I wasn’t sure that he liked the dry understanding in my voice, but he soldiered on. ‘We have reason to believe that in the past someone at the Silver Moondance, possibly Mr Trent himself, has been tipped off in advance that the investigations were in hand. So this time my superiors in the CID would like to make some preliminary enquiries of our own, assisted, if you are agreeable, by yourself, as an impartial expert.’

‘Um,’ I said, doubtfully. ‘This morning, did you say?’

‘Now, sir, if you would be so good.’

‘This very minute?’

‘We think, sir, the quicker the better.’

‘You must surely have your own experts?’ I said.

It appeared... er... that there was no official expert available at such short notice, and that as time was all important... would I go?

I could see no real reason why not to, so I said briefly, ‘All right’, and told Mrs Palissey I’d be back as soon as I could. Ridger drove us in his car, and I wondered on the way just how much of an expert the delirious Jimmy had made me out to be, and whether I would be of any use at all, when it came to the point.

The Silver Moondance, along the valley from the small Thames-side town where I had my shop, had originally been a sprawlingly ugly house built on the highest part of a field sloping up from the river. It had over the years metamorphosed successively into school, nursing home, and general boarding house, adding inappropriate wings at every change. Its most recent transformation had been also the most radical, so that little could now be seen of the original shiny yellow-grey bricks for glossier expanses of plate glass. At night from the river the place looked like Blackpool fully illuminated, and even by day, from the road, one could see ‘Silver Moondance’ blinking on and off in white letters over the doorway.

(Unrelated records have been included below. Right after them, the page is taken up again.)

PR #349, opened 2025-03-26
Masking grid with subcatch on set instead of on write

### LINKED ISSUE #325: Masking with subcatch in grid

### Reproducible Example

Run the test_model_methods.py::test_setup_lulc_vector and examine the example_wflow_model after calling the setup method.

### Current behaviour

Not a real bug but currently masking of variables in grid with the basin boundaries happens in ``write_grid`` rather then in the ``setup_`` methods. I think it would be better if it hapened during the ``set_grid`` method so that we have a more conform model in python and not only after/when writting.

### Desired behaviour

See above.

### Additional context

_No response_

savente93:
## Issue addressed
Fixes #325 

## Explanation
Previously the grid was masked to the subcatch but only on write, meaning that if you read and wanted to do comparisons or make statistics you'd either have to do the masking manually, or you got wrong results. This is quite counterintuitive, so we moved the masking from the writing to the setting of the grid. 

Some extra contingencies had to be added since at the time of setting any grid, the subcatch might not exist (yet) or be not relevant, so in those cases we just do nothing. 

The clipping is applied again on the write to preserve previous behaviour. perhaps this is unnecessary, but I did it to be sure. This can easily be removed in necessary. 

I also fixed a new mistakes in the error reporting code I noticed while I was busy, but these are non-functional so it's not a big deal. 

## Checklist

### DIFF
--- a/hydromt_wflow/utils.py
+++ b/hydromt_wflow/utils.py
@@ -150,6 +150,7 @@ of the config.
                     # Filter and reduce full_index based on mask
                     full_index = full_index.where(mask != mask.raster.nodata, 0)
                     full_index.attrs.update(_FillValue=0)
+
                     mask_index = full_index.values.flatten()
                     mask_index = mask_index[mask_index != 0]
                     # idx corresponding to the wflow index
@@ -316,3 +317,41 @@ def get_grid_from_config(
             da = grid[var_name] * scale + offset
 
     return da
+
+
+def mask_raster_from_layer(ds_grid: xr.Dataset, layer_name: str) -> xr.Dataset:
+    """Mask the data in the supplied grid based if the value in one of the layers.
+
+        This for example can be used to mask a grid based on subcatchment data.
+        All data in the rest of the data variables in the dataset will be set to
+        the `raster.nodata` value except for boolean variables which will be set to
+        False. If the supplied grid is not an xarray dataset, or does not contain
+        the correct layer, it will be returned unaltered.
+
+        The layer supplied can be either boolean or numeric. Array elements where the
+        layer is larger than 0 (after type conversion) will be masked.
+
+    Parameters
+    ----------
+        ds_grid (xr.Dataset):
+            The grid containing both the data that should be masked and a layer that
+            will be used to determine the mask
+        layer_name (string):
+            name of the layer that the grid will be masked to. Values can be boolean or
+            numeric. Places where this layer is greater than 0 will be masked in the
+            other data variables
+
+    Returns
+    -------
+        xr.Dataset: The grid with all of the data variables masked.
+    """
+    if isinstance(ds_grid, xr.Dataset) and layer_name in ds_grid.data_vars:
+        mask = ds_grid[layer_name] > 0
+        for var in ds_grid.data_vars:
+            # nodata is required for all but boolean fields
+            if ds_grid[var].dtype != "bool":
+                ds_grid[var] = ds_grid[var].where(mask, ds_grid[var].raster.nodata)
+            else:
+                ds_grid[var] = ds_grid[var].where(mask, False)
+
+    return ds_grid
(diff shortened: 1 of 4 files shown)


hydromt_wflow/wflow.py
```diff
@@ -4567,13 +4567,21 @@ def write_grid(
...
-        mask = ds_out[self._MAPS["basins"]] > 0
-        for v in ds_out.data_vars:
-            # nodata is required for all but boolean fields
-            if ds_out[v].dtype != "bool":
-                ds_out[v] = ds_out[v].where(mask, ds_out[v].raster.nodata)
+        ds_out = self._mask_grid_to_basins(ds_out)
+
         ds_out.to_netcdf(fn, encoding=encoding)
 
+    def _mask_grid_to_basins(self, ds_out):
```
hboisgon, line 4574: Nice! maybe you can `basin_layer_name` as an argument and move this function to utils rather than model?

hydromt_wflow/wflow.py
```diff
@@ -4567,13 +4567,21 @@ def write_grid(
         if not isdir(dirname(fn)):
             os.makedirs(dirname(fn))
         self.logger.info(f"Write grid to {fn}")
-        mask = ds_out[self._MAPS["basins"]] > 0
-        for v in ds_out.data_vars:
-            # nodata is required for all but boolean fields
-            if ds_out[v].dtype != "bool":
-                ds_out[v] = ds_out[v].where(mask, ds_out[v].raster.nodata)
+        ds_out = self._mask_grid_to_basins(ds_out)
```
hboisgon, line 4570: The delineation of the basin is actually the very first thing that should be done based on the region. unless we change this behavior in wflow v1, masking on write should then not be needed anymore :)

tests/test_model_class.py
```diff
@@ -54,9 +54,11 @@ def _compare_wflow_models(mod0, mod1):
                     else f"{map1.dtype} instead of {map0.dtype}"
                 )
                 # Check on nodata
+                # hilariously np.nan == np.nan returns False, hence the additional check
```
hboisgon, line 57: funny indeed ^^ we barely use nan as a nodata value so guess that's why so far we did not see this

hboisgon (commented):
Looks good Sam thanks for this!
I have a few suggestions but I'm also happy to leave as you have done now if you prefer.

hydromt_wflow/wflow.py
```diff
@@ -28,6 +28,8 @@
 from pyflwdir import core_conversion, core_d8, core_ldd
 from shapely.geometry import box
 
+from hydromt_wflow.utils import mask_raster_from_layer
+
```
hboisgon, line 32: If you look 1 and 3 lines below we import .utils or things from utils a lot here. Is it best to use relative import or hydromt_wflow ie .utils or hydromt_wflow.utils?
I'm not sure what is the best here but would be happy if you could harmonise with what you think is best :)

hydromt_wflow/utils.py
```diff
@@ -316,3 +317,41 @@ def get_grid_from_config(
             da = grid[var_name] * scale + offset
 
     return da
+
+
+def mask_raster_from_layer(ds_grid: xr.Dataset, layer_name: str) -> xr.Dataset:
+    """Mask the data in the supplied grid based if the value in one of the layers.
```
hboisgon, line 323:
```suggestion
    """Mask the data in the supplied grid based on the value in one of the layers.
```

hboisgon (approved):
Thanks @savente93! Just one last remark if maybe we could harmonise import from utils in wflow.py but this is small so I already approve so you can merge later.
Oh and I forgot but would be good to update in the changelog that masking with subcatchment will happen in set_grid and not write_grid anymore ;) might also be worth adding to the docstring of the ``set_grid`` function

PR #358, opened 2025-04-08
wradlib interpolation_classes dict only created when wradlib is installed

### LINKED ISSUE #354: Bug with not required wradlib library

### Reproducible Example

Check the latest conda forge install test where wradlib is not installed.

### Current behaviour

Error with import of wrb in the interpolation_classes dict

https://github.com/Deltares/hydromt_wflow/blob/82a66fe05642716d980eed3b64159ac8f30ea5ca/hydromt_wflow/workflows/forcing.py#L10-L31

### Desired behaviour

Define the dict only if HAS_WRADLIB

### Additional context

_No response_

Tjalling-dejong:
## Issue addressed
Fixes #354 

## Explanation
I added an if-statement to check if wradlib is installed and then create the interpolation_classes dict

## Checklist

### DIFF
--- a/hydromt_wflow/workflows/forcing.py
+++ b/hydromt_wflow/workflows/forcing.py
@@ -18,6 +18,7 @@ logger = logging.getLogger(__name__)
 
 __all__ = ["pet", "spatial_interpolation"]
 
+
 if HAS_WRADLIB:
     interpolation_classes = {
         "nearest": {"obj": wrl.ipol.Nearest, "args": None},
--- a/hydromt_wflow/workflows/forcing.py
+++ b/hydromt_wflow/workflows/forcing.py
@@ -18,17 +18,17 @@ logger = logging.getLogger(__name__)
 
 __all__ = ["pet", "spatial_interpolation"]
 
-
-interpolation_classes = {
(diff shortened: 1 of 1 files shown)


Huite:
(Random drive by comment:) Easiest solution here is to move the import statement and the dictionary definition in the function., since it's only used in this specification function.

In cases an optional module is needed in more places, I like to use this personally:

```python
class MissingOptionalModule:
    """Presents a clear error for optional modules."""

    def __init__(self, name):
        self.name = name

    def __getattr__(self, name):
        raise ImportError(f"{self.name} is required for this functionality")
```

Then in use:

```python
try:
    import wradlib
except ImportError
    wradlib = MissingOptionalModule("wradlib")
```

hboisgon:
Random drive by indeed ^^
I think the error message in the function is clear (also mentions in this case the name of the function) so I don't think we need a class yet.
It is true that wradlib is only used in one function so far so we could move the interpolation dictionnary into the function directly after the wradlib check has been done. @Tjalling-dejong can you update this?

hboisgon (approved):
LGTM!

‘Do they know you here, sir?’ Ridger belatedly asked as we turned into the drive.

I shook my head. ‘Shouldn’t think so. The last time I came here it was the Riverland Guest Home, full of old retired people. I used to deliver their drinks.’

Dears, they had been, I remembered nostalgically, and great topers, on the whole, taking joy in their liquid pleasures.

Ridger grunted without much interest and parked on an acre or two of unpopulated tarmac. ‘They should just be open,’ he said with satisfaction, locking the car doors. ‘Ready, sir?’

‘Yes,’ I said. ‘And Sergeant... um... let me do the talking.’

‘But...’

‘Best not to alarm them,’ I said, persuasively, ‘if you don’t want them pouring the Laphroaig down the sink.’

‘The what?’

‘What we’re looking for.’

‘Oh.’ He thought. ‘Very well.’

I said, ‘Fine,’ without emphasis and we walked through the flashing portal into the ritzy plush of the entrance hall.

There were lights on everywhere, but no one in sight. A reception desk; unattended. A flat air of nothing happening and nothing expected.

Ridger and I walked toward a wrought iron and driftwood sign announcing ‘Silver Moondance Saloon’, and pushed through Western-style swing doors into the room beyond. It was red, black and silver, very large and uninhabited. There were many tables, each with four bentwood chairs set neatly round, and an orthodox bar at one end, open for business.